Pull every line containing "rendering" from the entries.
-------
PR #807, opened 2022-11-23
SW-2351 Fix rendering performance issues on planting site maps

karthikbtf:
- Code was overzealous creating Mapbox Layers
- One layer per plot was being created.. this was not necessary
- One layer encompassing all plots should be the correct approach
- One layer per rendering style is the purpose of a Layer
- With large number of layers, mapbox was slow in rendering and creating tileset data on the fly


constanzauanini (approved):
Tested on Vercel with Alex's organization! Thanks!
-------
▸ **TASK ANSWER**:
SW-2351 Fix rendering performance issues on planting site maps
- One layer per rendering style is the purpose of a Layer
- With large number of layers, mapbox was slow in rendering and creating tileset data on the fly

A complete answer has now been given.